Dimensional effect of CFD analysis for submarine landslides interactions with infinite suspension pipelines

Abstract

In this study, a computational fluid dynamics method is employed to numerically investigate the impact of submarine landslides with shear-thinning non-Newtonian fluids on infinite suspension pipelines with different diameters at various Reynolds numbers, revealing the influence of the dimensional effect between the small-scale model and the engineering prototype on impact force (i.e., drag and lift forces) coefficients. The study results show that the impact force coefficients increase to varying degrees with the pipeline diameter; the influence of the pipeline diameter on the lift force is significantly higher than that on the drag force; the minimum lift force coefficient for the pipeline diameter of 500 mm is 20.2 times higher than that for the pipeline diameter of 25 mm; and the small-scale model significantly underestimates the impact forces on the prototype, resulting in dangerous submarine pipeline designs. With increasing pipeline diameter, the slumping phenomenon clearly occurs in submarine landslides due to the gravitational potential energy and it causes a rapid increase in the head velocity of the landslide, thereby significantly increasing the impact force coefficients, especially for pipelines with large diameters.
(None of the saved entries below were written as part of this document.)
PR #6619, opened 2026-03-18
[incubator-kie-issues#2261] Group all version declarations in single pom

### LINKED ISSUE #2261: Group all version declarations in single pom
As demontrated by PRs on quarkus upgrade, version of the same libraries are declared/duplicated in multiple boms/poms, making harder to maintain/keep in sync them all over the repositories.

Scope of this ticket is to:

1. identify all of them
2. group all of them in one single pom.xml inside the "drools" repository and have all of them inherited throughout the codebase, so that such version would be declared only in one single place
3. one of the observed pattern is that the version is declared in some pom, and then the library itself is declared in some dependencyManagement tag in children pom - which some how break the concept of dependencyManagement in two different places (the pom where the version is declared as property and the one where it is used in the dependencyManagement) and lead to the duplication - ideally, we should need one single dependencyManagement declaration all over the stack

gitgabrio:
Fixes: https://github.com/apache/incubator-kie-issues/issues/2261

Needed by:
https://github.com/apache/incubator-kie-kogito-runtimes/pull/4220
https://github.com/apache/incubator-kie-kogito-apps/pull/2308
https://github.com/apache/incubator-kie-kogito-examples/pull/2196

** Please read ticket description to understand the motivation behind this PR **

Please consider that the motivation of this PR rely on the unitary view of all our codestack (from drools to examples to kie tools) and not on specific considerations of repositories/modules considered by themselves in isolation.

This PR:

1. move all the `dependencyManagement`(s) tags to the `drools-build-parent` pom
2. remove all the `dependencyManagement`(s) tags from all other poms
3. create a `kie-quarkus-build-parent`specific bom that extend `drools-build-parent` one
4. modify the `drools-quarkus-extension` pom to inherit from `kie-quarkus-build-parent`
5. implement a custom enforcer rule `noDependencyManagementRule` to "forbid" declaration of `dependencyManagement` tag in module, not even inside `profile`(s) (it could be overridden, though: see later)

The `kie-quarkus-build-parent` _extends_ the `drools-build-parent` one, instead of importing it, to also inherit the `plugingManagement`. 
It declares the 

`<allowedPomsList>org.kie:kie-quarkus-build-parent</allowedPomsList>`
property to not fail on the `noDependencyManagementRule` check.

The reason for the `noDependencyManagementRule` is to avoid/limit the habitual approach of adding `dependencyManagement` in downstream/leaf modules.

The problem to solve is that, in our code base, we have multiple versions inconsistency due to the fact that:
1. the same dependency is declared, with different versions, in "parent" and "children" modules
2. the same dependency is inherited transitively on some module but explicit declared in other ones
3. at the very bottom of the stack (i.e. final applications/examples) there are multiple convergence issues due to the above
4. the trickiest part is that in most cases the wrong behavior is not at compile time, where it would be easily spotted, but at runtime, maybe in some combination of artifacts/examples that are not even tested in community

Those points makes our code base frail and hard to maintain (e.g. long time required for frameworks migrations, with overall delay in community major versions releases) for two reasons:

1.  there are situations where it is not clear why there is the version clash
2. whenever there is a request for massive versions upgrade (i.e. quarkus/springboot migration) the modifications have to be done in multiple places and possible failures (when not at compile level) could be hidden

<details>
<summary>
</summary>

</details>

<details>
<summary>
</summary>

</details>


kie-pmml-trusty/pom.xml
yesamer: @gitgabrio Do you think we can move those in the main bom?

kie-dmn/kie-dmn-feel/pom.xml
```diff
@@ -41,16 +41,6 @@
     <version.net.sf.saxon.Saxon-HE>12.7</version.net.sf.saxon.Saxon-HE>
```
yesamer: @gitgabrio Is this still required?

drools-test-coverage/drools-test-coverage-jars/drools-test-coverage-jars-with-invoker/pom.xml
```diff
@@ -38,16 +38,6 @@
     <org.kie.version>${project.version}</org.kie.version>
```
yesamer, line 38: @gitgabrio Is this still required?

drools-reliability/drools-reliability-tests/pom.xml
```diff
@@ -38,32 +38,7 @@
     <version.testcontainers>2.0.3</version.testcontainers>
```
yesamer: @gitgabrio Is this still required?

Furthermore, in gravity-free simulations, the impact force coefficients decrease with increasing pipeline diameter. This is because when the impact velocity is large and the pipeline diameter is small, submarine landslides have a high shear rate on the pipeline, resulting in high frictional stresses. Notably, the influence of dimensional effects needs to be considered to determine the velocity and shear rate of the submarine landslides around/on pipelines.